#### DATA RECORDS:
PR #5742, opened 2022-12-07
Rate limit bigquery dataset loading

paco-valdez:
**Check List**

TBD

When connecting to a bigquery db if a dataset contains a lot of tables, Cube will hit the rate limit for concurrent requests.

### DIFF
--- a/packages/cubejs-bigquery-driver/src/BigQueryDriver.ts
+++ b/packages/cubejs-bigquery-driver/src/BigQueryDriver.ts
@@ -194,10 +194,11 @@ export class BigQueryDriver extends BaseDriver implements DriverInterface {
 
   public async tablesSchema() {
     const dataSets = await this.bigquery.getDatasets();
-    const dataSetsColumns = await Promise.all(
-      dataSets[0].map((dataSet) => this.loadTablesForDataset(dataSet))
-    );
-
+    let dataSetsColumns = [];
+    while (dataSets[0].length) {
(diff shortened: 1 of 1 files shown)


pacofvf:
I set the rate limit to 10, although I'm not sure what is the ideal limit.

jediwarpraptor:
> @jediwarpraptor this is the change I had in mind, it looks like I need to add type hints. (I'm new to TS). The other proposed solution from Pavel was to add an env variable to only read from that dataset.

#### EXERCISE:
Determine the number of lines in the entries that hold "packages". Reply with that number only.

#### EXERCISE RESPONSE:
2